## Friday, July 20, 2012

### 7 commands in Stata and R

* In Stata we should clear the memory and set the number of observations
clear
set obs 1000

* 1. Random draws first let's generate some data (random normal draws)

gen x = rnormal()
gen u = rnormal()

gen y = x + u

* 2. OLS

reg y x

* 3. Huber White

reg y x, robust

* 4. Apply cumulative normal function

gen yprob = normal(y)

* 5. Generate bernoulli draws (a binomial is a bernoulli distribution when n = 1)

gen ybernoulli = rbinomial(1,yprob)

* 6. Use a probit estimation to estimate y

probit ybernoulli x

* 7. Logit

logit ybernoulli x

* We can see that Stata is easy to use and efficient in its commands

####################################
#### Now the same commands in R ####

# It is unnessecary to clear memory in R.  However every time we generate new data we need to tell it how many observations.

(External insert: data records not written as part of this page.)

PR #1878, opened 2026-06-21
Update ersilia API

Lehcar:

## Description

This PR updates the ersilia API (create_api.py) to:
- Check if docker is running when fetching models if no source is defined
- Return True if fetch/close/delete succeeds (and False if fetch/close/delete fails)
- Return information on where the model is served if serve() succeeds (it'll throw a RuntimeError if it fails to serve)
- Docs updates (including adding information on running tests locally) 

The linter (`ruff format`) also made changes to these files, but the functionality should be the same:
- `ersilia/cli/commands/__init__.py`
- `ersilia/db/environments/managers.py`
- `ersilia/hub/content/base_information_validator.py`
- `ersilia/hub/delete/delete.py`
- `ersilia/utils/docker.py`

N/A

------------------
## Testing
Ran `pytest -v`
image

### DIFF
--- a/pyproject.toml
+++ b/pyproject.toml
@@ -59,6 +59,7 @@ eosvc = { version = ">=1.1.0", optional = true }
 pytest = { version = "^7.4.0", optional = true }
 pytest-asyncio = { version = "<=0.24.0", optional = true }
 pytest-benchmark = { version = "<=4.0.0", optional = true }
+pyairtable = { version = "*", optional = true }
 fuzzywuzzy = { version = "^0.18.0", optional = true }
 sphinx = { version = ">=6.0.0", optional = true }           # for minimum version and support for Python 3.10
 jinja2 = { version = "^3.1.2", optional = true }
@@ -75,7 +76,7 @@ isaura = { version = ">=2.2.0", optional = true }
 docs = ["sphinx", "jinja2"]
 isaura = ["isaura"]
 eosvc = ["eosvc"]
-test = ["pytest", "pytest-asyncio", "pytest-benchmark", "nox", "rich", "fuzzywuzzy", "scipy", "ruff", "pre-commit"]
+test = ["pytest", "pytest-asyncio", "pytest-benchmark", "pyairtable", "nox", "rich", "fuzzywuzzy", "scipy", "ruff", "pre-commit"]
 #all = [docs, test]
 
 [tool.poetry.scripts]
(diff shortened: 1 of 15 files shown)


pyproject.toml
```diff
@@ -59,6 +59,7 @@ eosvc = { version = ">=1.1.0", optional = true }
 pytest = { version = "^7.4.0", optional = true }
 pytest-asyncio = { version = "<=0.24.0", optional = true }
 pytest-benchmark = { version = "<=4.0.0", optional = true }
+pyairtable = { version = "*", optional = true }
```
Lehcar: I added this here because I got the following error when I tried running pytest locally:
```bash
ModuleNotFoundError: No module named 'pyairtable
```

It looks like pyairtable is installed separately in Ersilia's GitHub Actions workflows ([example 1](https://github.com/ersilia-os/ersilia/blob/dfd8cef9064709a304f1eb5009cef4136a6a4ff5/.github/workflows/approve-dispatch.yml#L181), [example 2](https://github.com/ersilia-os/ersilia/blob/dfd8cef9064709a304f1eb5009cef4136a6a4ff5/.github/workflows/tests_and_cleanup.yml#L51)) so I'm not sure if pyairtable was intentionally left out of pyproject.toml. If that was intentional, I can undo my changes to pyproject.toml and update the development docs 👍

test/api/test_model.py
```diff
@@ -6,20 +8,63 @@
     "CC1C2C(CC3(C=CC(=O)C(=C3C2OC1=O)C)C)O"
 ]
 
-def test_fetch():
+@patch('ersilia.api.create_api.Model._is_docker_running')
```
Lehcar: I also want to highlight that these tests aren't really testing the underlying api operations anymore because they're written more like unit tests rather than integration tests (I couldn't get them to pass without docker running locally on my system).

If we want these to be integration tests again, I can either:
1. Rewrite this so we're actually testing the underlying operations and I can update DEVELOPMENT.md to note that docker needs to be running in order to run these tests, or
2. Add a separate integration test file and ensure those are ran by the GitHub Action

2 would be better if Docker isn't a hard requirement, otherwise I'm thinking 1 is better

Lehcar: I thought about this and I'm going to update these tests so they're integration tests again and update the development docs

pyproject.toml
Lehcar: Discussed this over slack. The pyairtable dependency has been unstable in the past, so we do not want to include it in the base ersilia installation. I'll undo this change and update the docs to note to install this separately to run tests locally

Lehcar: Done in https://github.com/ersilia-os/ersilia/pull/1878/commits/f245a12e74d3a52c0a222ff4daaf101e0685eee8

miquelduranfrigola:
@Marina18 can you double-check this and merge if it looks good (it does to me).

Marina18 (approved):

# 1. Random draws first let's generate some data (random normal draws)

x = rnorm(1000)
u = rnorm(1000)
# The 1000 tells R to generate vectors of random variables 1000 long.

y = x + u

# 2. OLS

result=lm(y~x)

# To get details
summary(result)

# 3. Huber White Heteroskedastic Corrected Standard Errors

# As far as I can tell this is not a default command in R so we need an additional package.
# This is easy enough to load:

require(car)

# Now for the adjusted standard errors
hccm(result)

# 4. Apply cumulative normal function

yprob = pnorm(y)

# 5. Generate bernoulli draws (a binomial is a bernoulli distribution when n = 1)

ybernoulli = rbinom(1000,1,yprob)
# Remember we need to specify 1000 so that R knows how many random draws to make

# 6. Use a probit estimation to estimate y

myprobit = glm(ybernoulli ~ x, family=binomial(link="probit"))

summary(myprobit)

# 7. Logit

mylogit = glm(ybernoulli ~ x, family=binomial(link="logit"))

summary(mylogit)

# We can see that while most commands are very similar to those of Stata the overall setup is more complicated.
# Which is not neccessarily a bad thing.  It is generally much easier to program (anything more advanced than one liners) in R.